Trump made Ramaphosa watch a video which purportedly backed up his claims and also held up printouts of various newspaper articles which he said were evidence

South African President Cyril Ramaphosa was bombarded by video segments and news clips purporting to show a ‘white genocide’ happening in his country
Trump ambushed Ramaphosa at talks on Wednesday with a video, a large part of which included EFF rallies, designed to support claims of the ‘persecution’ of white farmers.
He had intended the 4.30-minute video, which has been widely shared on social media in recent weeks, to be evidence of a campaign to kill white farmers in what he says amounts to a ‘genocide’.
The video was meant to play into Trump’s claims that the government is expropriating white farms and shows Malema saying: ‘South Africans occupy land, that’s who we are.’
‘These are people that are officials,’ Trump claimed.
Malema is not in government and his party came fourth in last year’s elections with only 9.5 percent of the vote and has never been in government.
Trump suggested that Malema’s use of the chant was a real call to kill ‘boers’, farmers from the Afrikaans minority that led the previous apartheid government.

The videos Trump showed to the South African delegation included speeches from EFF leader Julius Malema, whose trademark song at rallies is ‘Shoot the Boer, Shoot the farmer’
The highly controversial chant is decades old and was a rallying cry during the struggle against white-minority rule, which ended in 1994.
There have been several calls for it to be banned but the courts have ruled that it should be considered in its historical context.
As well as failing to provide evidence of genocide, the video also contained a number of other falsehoods.
One clip shows white crosses erected along a winding road where dozens of cars and trucks are lined up.
‘These are burial sites,’ Trump said. ‘Those cars are… stopped to pay respect to their family members who were killed.’
The footage is from a 2020 protest where crosses were placed along a rural road following the murder of a couple on their farm in Normandien, according to videos and press articles from the time.
They do not mark the sites of graves. The murderers were convicted to life imprisonment in 2022.
Separately, Trump shared clippings which he said showed white farmers in South Africa ‘are being killed in large numbers.’

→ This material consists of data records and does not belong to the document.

PR #10996, opened 2026-07-31
:bug: Restrict webhook creation to team editors

### LINKED ISSUE #10995: Improve webhooks permission checks
### Description

The webhook creation endpoint does not verify that the requesting user has editor permissions on the team. This allows non-editor users (such as viewers) to create webhooks, which should be restricted to team editors.

### Steps to reproduce

1. Authenticate as a user with viewer permissions on a team
2. Call the webhook creation endpoint with valid parameters
3. Observe that the webhook is created successfully

### Expected behavior

The webhook creation endpoint should verify that the requesting user has editor permissions on the team. Users without editor permissions should receive a permission denied error.

### Affected versions

Current development branch

niwinz:

## What

The webhook creation endpoint did not verify that the requesting user has editor permissions on the team. This allowed non-editor users (such as viewers) to create webhooks, which should be restricted to team editors.

## Why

While farmers have been killed, their numbers are small in the larger context of crime in South Africa, which has one of the highest murder rates in the world.

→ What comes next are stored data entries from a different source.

PR #10998, opened 2026-08-01
:bug: Fix selection stolen by trailing click after a move drag

wi-fa:
### Related Ticket

No existing issue found for this — happy to open one if preferred.

### Summary

After a move drag ends, the browser fires a compatibility `click` on `viewport-controls` (pointer-down and pointer-up land on the same element, and left-clicks are not prevented). `on-click` (`viewport/actions.cljs`) only guards against the rubber-band flow (`(nil? selrect)`), so it reaches `(dw/select-shape (:id @hover))` — and `@hover` at that moment can point at the WRONG shape:

- hover keeps updating during a drag (`hooks.cljs` freezes only `hover-ids`, `@hover` stays live for the ALT-drag distance measure), and
- hover hit-tests resolve against **committed, pre-reflow geometry** (the worker index only sees committed changes, never live modifiers).

So when a flex-layout child is drag-reordered, the release point sits over a **sibling's old bounds** — the trailing click then moves the selection from the dragged shape to that sibling.

The area-select flow already guards this exact hazard: `data/workspace/selection.cljs` clears `selrect` **asynchronously** specifically so the trailing `on-click` doesn't misfire. This PR brings the move flow in line, using the same pattern as the existing `disable-paste-ref`:

- `on-pointer-up` sets a `just-finished-move-ref` when it terminates a `:move` transform (with a scheduled reset for releases that produce no click),
- `on-click` skips the hover reselect for that single trailing click and clears the flag.

Applied to both the classic and wasm viewports. `clj-kondo` passes with no new findings.

### Steps to reproduce

1. Create a board with a flex layout and four children `[A, B, C, D]`.
2. Press on **A** and drag it rightwards past **B** and **C** (the live reorder swaps it along), release while inside the layout.
3. The reorder commits correctly, but the selection/bounding box lands on **C** (the sibling immediately before A's new slot) instead of staying on the dragged **A**.

The same mechanism can steal selection on any move drag that releases over another shape's pre-drag bounds (not layout-specific).

### Checklist

- [ ] Add or modify existing integration tests in case of bugs or new features, if applicable. *(A Playwright regression needs a get-file fixture containing a flex board — I can add one if a maintainer points me at the preferred way to generate fixtures.)*
- [x] Refactor any modified SCSS files following the refactor guide. *(No SCSS touched.)*


madalenapmelo-kp:

wi-fa:
just wanna show you what i found. imo the bounding box shouldnt land on the green box but on the grey box when im letting it go?

https://github.com/user-attachments/assets/7891c1a8-ffba-4bc4-845b-15b252e01581

niwinz:
Would be nice to open an issue for this in any case.  I triaged it and leave it to be ready to be reviewed. 

Thanks.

Afrikaner lobby group AfriForum, which has long pushed a campaign to shed light on farm murders, counted 49 such killings in 2023.
In comparison, police recorded a total of 27,621 murders between April 2023 and March 2024 – about 75 people killed every day. Most of the victims are young black men in urban areas.

The EFF, which advocates for militarism and radical land ownership reforms in South Africa, condemned both Ramaphosa and Trump in a statement shared after the meeting
Earlier this year, Ramaphosa signed The Expropriation Act into law, allowing the government to take land in specific instances where it is not being used, or where it would be in the public interest if it is redistributed.
It aims to address some of the wrongs of South Africa’s racist apartheid era, when Black people had land taken away from them and were forced to live in areas designated for non-white citizens.
South Africa’s white population – which includes Afrikaners, the descendants of mainly Dutch-colonial settlers – amounts to roughly seven per cent of the country’s total population.
More than 30 years after the end of apartheid, this demographic still owns some 72 per cent of the country’s private farmland, according to government data.